In an interview on CNN’s “Erin Burnett OutFront,” Cobb said Bondi’s tenure as the country’s chief law enforcement official has been more “reprehensible” than that of Nixon-era Attorney General John Mitchell, who was later convicted for his role in the Watergate scandal.
Asked if he had ever “seen something like that before,” referring to Bondi’s performance, Cobb said, “Never.”
“I think today she achieved one thing,” he continued. “She knocked John Mitchell off the perch of reprehensible attorney generals as number one, despite his guilty plea and time in jail.”
The Justice Department did not immediately respond to a request for comment.

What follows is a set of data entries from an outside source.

PR #1611, opened 2019-11-06
Fix for grey Remmina panel icon that doesn't use symlink

ubuntujaggers:
This seems to work fine:

image

...but I notice that the symbol isn't great anyway, so I'll try to draw a clearer one for both positions when I get chance :+1:

### DIFF
--- a/icons/Suru/scalable/apps/remmina-panel.svg
+++ b/icons/Suru/scalable/apps/remmina-panel.svg
@@ -1,0 +1,118 @@
+<?xml version="1.0" encoding="UTF-8" standalone="no"?>
+<svg
+   xmlns:osb="http://www.openswatchbook.org/uri/2009/osb"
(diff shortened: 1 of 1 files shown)


Feichtmeier:
My only problem with this is that you just put this into the Suru folder without a way of reproduction :D

ubuntujaggers:
I see what you mean, I don't know how we can add something to source-symbolic that'll export as we want :/ is there a property (similar to "alert" that ends up red) that would be the right colour? Can we add one?

ubuntujaggers:
Oh wait... I think I can just add the white one to source-symbolic. The whole point is that the icon is handled as a normal colour one, so there's no need for a property to tell it what colour to be. We just make it the desired colour and that will be respected (which is why the symlinked one showed as grey). I'll do that tonight 👍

Bondi appeared before the Senate Judiciary Committee on Tuesday for an oversight hearing that grew contentious and yielded little new information about activity at the Justice Department.
Bondi arrived armed with personal attacks against individual Democratic senators and lobbed them at her questioners when pressed on a range of topics.
She refused to divulge any discussions she’s had with the White House, including about whether she and President Trump have discussed the legal justification for National Guard deployments in Portland, Ore., and Chicago against local officials’ objections.
She also would not say who instructed the FBI to flag Trump’s name in the Epstein files, telling Sen. Dick Durbin (D-Ill.), the committee’s ranking member, “I’m not going to discuss anything about that with you, senator.”
“Eventually you’re going to have to answer for your conduct in this,” Durbin responded. “You won’t do it today, but eventually you will.”